PACEは、チェルシーというマンハッタンでは芸術家の集まる地域にある。僕はNYに来ると、大抵チェルシー・マーケットへ若手アーティストの作品を買いに来る。

どんな様子かわからないのでオープニングレセプションの1時間前にPACEへ行くことにした。PACEはチェルシーの象徴的な遊歩道、ハイラインのすぐ下にあった。到着してみると、未開場で、周囲には誰もいない。日本のギャラリーだと、初日は普通に開店していて、夕方にレセプションという形式が多いのだが、NYではレセプションが文字どおりオープニングのようだ。










かなり寒いし、雨も結構降っていて、ちょっとした雨なら傘などささないニューヨーカーたちもほとんどが傘をさしている。そのまま、ギャラリーの前で1時間以上待つのもアレなので、近所のハンバーガーショップに行って、レモネードを飲みながら18時を待つことにした。

17:45ぐらいに店を出てギャラリーの前に行くと、1時間の間にやってきた約20人が列を作っていた。構成としては、主としてアジア人である。ただ、日本人かどうかはわからない。すると、数分で開場。ギャラリーに入ることができたので、早速作品を観ようと思ったら、スタッフのお姉さんに傘を入り口に置くように言われた。ただ、僕の傘はご存知のようにちゃんとした和傘で、それなりに高価である。そこらへんに無造作においておいて、「珍しい傘がある」と思われてかっぱらわれてはシャレにならない。なので、カウンターのお姉さんに荷物として預かってくれるようお願いしたのだが、それはできないというつれない返事である。仕方ないので、コートにくるんで、ハンガーに吊るしておいた。この傘は、バーバリーのコートよりも貴重品なのだが、その辺のことは米国人には理解できないのだろう。

ようやく準備が整ったので、展示室へ。

展示は、入り口のオブジェ、大作を並べた部屋、奥の大きなオブジェ、陶器とドローイングなどの商品を中心とした部屋の4部屋。ライティングが素晴らしく、どの作品もガラスが全く気にならない。もちろん写真撮影可能である。会場内はすぐに人で溢れて、さすがである。客の構成は、日本人3割、中国語圏を中心としたアジア人3割、残りが欧米人という感じだった。



ちょっと残念だったのは、大量に展示されていた陶器の扱いで、実際に触れることができなかった。

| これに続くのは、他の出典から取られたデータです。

PR #336, opened 2018-01-15
name of dir needs an s as the instruction

orchid00:
should be scripts dir

### DIFF
--- a/_episodes/05-data-structures-part2.md
+++ b/_episodes/05-data-structures-part2.md
@@ -673,7 +673,7 @@ into a script file so we can come back to it later.
 > as its argument (or by pressing the "source" button in RStudio).
 >
 > > ## Solution to Challenge 4
-> > The contents of `script/load-gapminder.R`:
+> > The contents of `scripts/load-gapminder.R`:
 > > 
 > > ~~~
 > > download.file("https://raw.githubusercontent.com/swcarpentry/r-novice-gapminder/gh-pages/_episodes_rmd/data/gapminder-FiveYearData.csv", destfile = "data/gapminder-FiveYearData.csv")


naupaka:
@orchid00 thanks for the PR! That indeed needs to be fixed. However, it looks like you made a change to the markdown files instead of the `Rmd`. Can you update the PR to modify the Rmd instead?

orchid00:
Done, 

@naupaka if you have a few min, could you please shortly explain me why do we have md if the Rmd is the one rendered for the site?

naupaka:
So we use a (GitHub provided through [GitHub pages](https://pages.github.com/)) static website renderer called [Jekyll](https://jekyllrb.com/) that turns the markdown files into html, which is what people see when they go to the rendered lessons. The problem is that Jekyll can't parse Rmd files, so those have to be converted locally (we use `rmarkdown::render()`) by the maintainers using the Makefile in the repository. So I or one of the other maintainers pull down all the new changes that people have contributed, then convert them from Rmd to markdown, then push that back to GitHub, which then is set up to render the markdown files into the final html web pages.  This process overwrites any existing markdown, which is why it's important for the changes to happen to the Rmd files. As for why Rmd instead of md, it's because it ensures that the code and the output of the code don't get out of sync or have to be copied into the output sections since the output is generated from the code directly when it is rendered by the rmarkdown package.

Hope that helps clarify a bit? We also have some info on how that all happens for the Carpentry lesson [in this lesson example module](http://swcarpentry.github.io/lesson-example/).

naupaka:
Closed per #337

orchid00:
Thank you @naupaka!

PR #593, opened 2019-11-25
Update ggplot2 docu & cheatsheet links

katrinleinweber:
See diff ;-) These are the current links that RStudio also uses.


jcoliver:
Thanks (again!) @katrinleinweber !

katrinleinweber:
You're welcome & thanks for merging :-)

陶器は、厚さや重さが大きな評価ポイントのひとつだし、内部の釉薬のかかり具合とか、高台の仕上げ方なども興味深いところである。これらは、実際に手に持って、いろいろな角度から見たり、触って、手の感触で確かめるしかない。しかし、そういった楽しみ方は不可能だった。

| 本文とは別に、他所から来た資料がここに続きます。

PR #597, opened 2019-11-28
Update 03-seeking-help.Rmd

marklcrowe:
Challenge 3 describes a "csv" file delimited by the tab character. By definition, a csv file is comma-delimited. I'd like to propose replacing references to csv with table/tabular to remove this inconsistency

### DIFF
--- a/_episodes_rmd/03-seeking-help.Rmd
+++ b/_episodes_rmd/03-seeking-help.Rmd
@@ -168,12 +168,12 @@ your issue.
 
 > ## Challenge 3
 > Use help to find a function (and its associated parameters) that you could
-> use to load data from a csv file in which columns are delimited with "\t"
+> use to load data from a tabular file in which columns are delimited with "\t"
 > (tab) and the decimal point is a "." (period). This check for decimal
 > separator is important, especially if you are working with international
 > colleagues, because different countries have different conventions for the
 > decimal point (i.e. comma vs period).
-> hint: use `??csv` to lookup csv related functions.
+> hint: use `??"read table"` to look up functions related to reading in tabular data.
 > > ## Solution to Challenge 3
 > >
 > > The standard R function for reading tab-delimited files with a period


_episodes_rmd/03-seeking-help.Rmd
```diff
@@ -168,12 +168,12 @@ your issue.
...
 > ## Challenge 3
 > Use help to find a function (and its associated parameters) that you could
-> use to load data from a csv file in which columns are delimited with "\t"
+> use to load data from a tabular file in which columns are delimited with "\t"
 > (tab) and the decimal point is a "." (period). This check for decimal
 > separator is important, especially if you are working with international
 > colleagues, because different countries have different conventions for the
 > decimal point (i.e. comma vs period).
-> hint: use `??csv` to lookup csv related functions.
+> hint: use `??"read table"` to look up functions related to reading in tabular data.
```
jcoliver: `??read table` throws an error due to the space between "read" and "table" (`Error: unexpected symbol in "??read table"`). This statement should be revised.

jcoliver:
Great point, @marklcrowe . Want to take a crack at the suggested revision?

_episodes_rmd/03-seeking-help.Rmd
marklcrowe: Hi @jcoliver, thanks for the feedback. You're right, `??read table` gives an error, but `??"read table"` should work. Do I need to escape the double-quotes, or did you just overlook them when checking?

jcoliver: Yar! I totally overlooked the double-quotes. _But_, when I run `??"read table", no results are returned. Should there be?

marklcrowe: I've just tested it on a completely fresh install of R (current release - 3.6.1) and it comes up with base::base-defunct and utils::read.table - that's the same whether I'm using command line, the R app, or RStudio (on MacOS Mojave). Are you testing through RStudio? I know that for at least one of the recent RStudio releases, the "??" function didn't work at all.

jcoliver: I can confirm this is an RStudio problem (https://stackoverflow.com/questions/57623417/double-question-mark-help-search-not-working-in-rstudio-and-rstudio-only).

Thanks for testing this out, @marklcrowe!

大作は、この大きさだと個人で購入するのはなかなか難しいだろうし、頑張って購入しても、今度は保管が大変である。なので、海外の美術館を中心に売られて行くのだろうが、ドローイングの小品はどうなるのだろう。結構良い作品があったので、いくらぐらいなのか知りたかったのだが、作品目録はあっても、プライス・リストはなかった。




レセプションといってもこれといったイベントはない様子だったので、開場から1時間ほど、ゆっくり観てからギャラリーを出ると、雨がさっきよりも強くなっていた。隠しておいた和傘は無事回収できたので、傘をさして雨の中をバス停まで歩き、さっきのハンバーガー屋の前からバスに乗った。

追記:ホテルに戻ってからギャラリーにプライスリストをオーダーしてみたんだけれど、返事すらない。貧乏人に思われたんだったら悲しい。

追記2:日曜日に再訪してみたらギャラリーは休みだった。これも残念。